The backdrop at the big crab meeting was what scientists and elected officials are calling the emergent “new normal” in the Pacific Ocean. Though nothing is certain in these weird new waters, “if El Nino shows up in force as predicted, the blob will dissipate,” said Catherine Kuhlman, executive director for ocean and coastal policy at the California Ocean Protection Council.

Kuhlman cited a litany of unpleasant blob-related trends at the crab conference that included many marine mammal deaths—sea lions are taking a hit—and unusual species’ washing up on the beaches. “The ecosystem is shifting in response to the climate,” Kuhlman told the committee and packed room of commercial crabbers who had journeyed from around the state for the event.

Kuhlman warned that, despite whatever benefit a wicked winter El Niño might have on breaking up the blob, “it’s highly likely that we will have more of the algae blooms” in coming years.

“We don’t know if it’s climate change, the blob or El Niño, but the oceans are changing, and they are changing fast,” said Eric Sklar, who sits on the California Fish and Game Commission.

The anomalous blob is raising many questions about climate change and our future—including what this year’s El Niño winter will be like. Warmer oceans mean stronger storms and increased odds of above-average winter precipitation. But just how much rain is the boy-child planning to bring us? It is enough to replenish our parched land? Will it unfold slow and steady like applause or come in fits and torrential downpours, unleashing landslides, floods and hurricane-force winds, like the ones that tormented California’s not-so-distant past?

“We know that no two El Niño events in the past have been the same,” Mantua says, “even though a lot of attention is being put on what happened in [the] 1997–98 and 1982–83 [El Niños], because of similarities in the strength of this event to what those two events had. But there is no guarantee that we’ll see a repeat of all of the things that might stand out in people’s memories. Odds are there will be some surprises.”
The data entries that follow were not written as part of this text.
Issue #800, opened 2020-07-25
TypeLoadException: Method 'get_AssemblyPath' in type 'NUnit.Engine.Extensibility.ExtensionNode' does not have an implementation.


jnm2:
I'm getting a persistent failure to run tests in ReSharper's test runner (ReSharper 2020.1.4 on VS 16.6.5) with this error in the log:

> ERROR System.TypeLoadException: Method 'get_AssemblyPath' in type 'NUnit.Engine.Extensibility.ExtensionNode' from assembly 'nunit.engine, Version=3.10.0.0, Culture=neutral, PublicKeyToken=2638cd05610744eb' does not have an implementation.
System.TypeLoadException: Method 'get_AssemblyPath' in type 'NUnit.Engine.Extensibility.ExtensionNode' from assembly 'nunit.engine, Version=3.10.0.0, Culture=neutral, PublicKeyToken=2638cd05610744eb' does not have an implementation.
   at NUnit.Engine.Services.ExtensionService..ctor()
   at NUnit.Engine.TestEngine.Initialize()
   at NUnit.Engine.TestEngine.GetRunner(TestPackage package)
   at JetBrains.ReSharper.UnitTestRunner.nUnit30.NUnitRunner.Run(String assembly, IDictionary`2 testParameters) in /Product.Root/Psi.Features/UnitTesting/nUnit/Runner30/Src/NUnitRunner.cs:line 41
   at JetBrains.ReSharper.UnitTestRunner.nUnit30.BuiltInNUnitRunner.WithExtensiveErrorHandling(IRemoteTaskServer server, Action action) in /Product.Root/Psi.Features/UnitTesting/nUnit/Runner30/Src/BuiltInNUnitRunner.cs:line 73

This is what the test project looks like:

Even with advanced technology—which includes some 70 buoys moored in the depths between Japan and the California coast—climate prediction is a field riddled with unknowns, probabilities and conservative estimates. The saying goes, climate is what you predict and weather is what you get. But one thing is certain: it’s going to rain this winter. Possibly a lot. And maybe in a way Northern California hasn’t seen in decades.

Stormy Past

In early January 1982, a giant storm sat over the Bay Area and much of the California coastline. The rain began to fall during the last quarter of the NFL championship game between the San Francisco 49ers and the New York Giants, pouring through the night and into the next day. It was one of the most notorious California weather events of the 20th century, reports the Western Regional Climate Center (WRCC), a repository of historical climate information which uses data from the National Weather Service. The center reports that the ’82 storms brought “high wind, heavy rain and heavy snowfall across all of California. This led to direct wind damage, higher tides, immediate flooding to coastal and valley locations, mudslides in coastal mountain areas, record snowfall in the Sierra mountains, and resulting spring snowmelt river flooding.”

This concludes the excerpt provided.